For part (c) we observe that if $B$ lies on $l_1$, there is a $\lambda$ such that

$\begin{pmatrix}5\\-1\\1\end{pmatrix} = \begin{pmatrix}6-\lambda\\-3+2\lambda\\-2+3\lambda\end{pmatrix}$

By inspection, the required value is $\lambda = 1$.

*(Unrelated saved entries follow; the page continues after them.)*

PR #1613, opened 2024-04-01
Allow users to add dag_integrity_exceptions.txt to ignore errors

collinmcnulty:
## Description

Sometime a DAG doesn't parse in a CI pipeline for a reason that is ok. This provides a way to make that exception just for one dag file instead of having to use `-f`. What I'm not sure of right now is how to put this code such that astro dev parse is what's affected, as we were using an existing astro project.

## 🧪 Functional Testing

I wrote a dag that doesn't parse, made sure it failed astro dev parse. Then added it to tests/dag_integrity_exceptions.txt and it didn't fail to astro dev parse anymore.

## 📋 Checklist

### DIFF
--- a/airflow/airflow.go
+++ b/airflow/airflow.go
@@ -115,6 +115,7 @@ func Init(path, airflowImageName, airflowImageTag string) error {
 		"README.md":                            Readme,
 		"tests/dags/test_dag_example.py":       DagExampleTest,
 		".astro/test_dag_integrity_default.py": DagIntegrityTestDefault,
+		".astro/dag_integrity_exceptions.txt":  "# Add dag files to exempt from parse test below. ex: dags/<test-file>",
 	}
 
 	// Initailize directories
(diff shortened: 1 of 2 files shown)


sunkickr:
@collinmcnulty we should also make `astro dev init` create the file `.astro/dag_integrity_exceptions.txt` for users. If it was just an empty text file would that be okay?

airflow/airflow.go
```diff
@@ -115,6 +115,7 @@ func Init(path, airflowImageName, airflowImageTag string) error {
 		"README.md":                            Readme,
 		"tests/dags/test_dag_example.py":       DagExampleTest,
 		".astro/test_dag_integrity_default.py": DagIntegrityTestDefault,
+		".astro/dag_integrity_exceptions.txt":  "# Add dag files to exempt from parse test below. ex: dags/<test-file>",
```
kushalmalani, line 118: How would users with existing projects fix this? Do we need something in our release notes for this ?

sunkickr: yeah If they want this file they would need to delete `.astro/test_dag_integrity_default.py` and run `astro dev init`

Finally, for part (d) it is helpful to draw the following sketch of the situation:

We know that point $A$ has coordinates $(3, 3, 7)$ and point $B$ has coordinates $(5, -1, 1)$, and therefore the length of the line from $B$ to $A$ is

$|\overrightarrow{BA}| = |(3, 3, 7) - (5, -1, 1)| = |(-2, 4, 6)| = \sqrt{(-2)^2 + 4^2 + 6^2} = \sqrt{56}$

The shortest distance from $B$ to the line $l_2$ is the length of the perpendicular from $B$ which is shown in the sketch as intersecting line $l_2$ at a point $C$. Therefore the required shortest distance is $|\overrightarrow{BC}|$ which can be obtained from simple trigonometry as

$|\overrightarrow{BC}| = |\overrightarrow{BA}|\sin69.1^{\circ} = \sqrt{56}\sin69.1^{\circ} = 6.99$

This solves part (d). Again, we ask if there is some alternative way to obtain this shortest distance? I found the following alternative approach which avoids using trigonometry (at the expense of being algebraically more cumbersome). A point on the line $l_2$ must have coordinates of the form

$(-5 + 2\mu, 15 - 3\mu, 3 + \mu)$

The distance between $B$ and any such point is given by

$|(5, -1, 1) - (-5 + 2\mu, 15 - 3\mu, 3 + \mu)| = |(10 - 2\mu, -16 + 3\mu, -2 - \mu)|$

$= \sqrt{(10 - 2\mu)^2 + (-16 + 3\mu)^2 + (-2 - \mu)^2}$

$= \sqrt{14\mu^2 - 132\mu + 360}$

$= \sqrt{14(\mu - \frac{33}{7})^2 + \frac{342}{7}}$

Therefore the shortest distance is when $\mu = \frac{33}{7}$ and is $\sqrt{\frac{342}{7}} = 6.99$, which agrees with the previous result.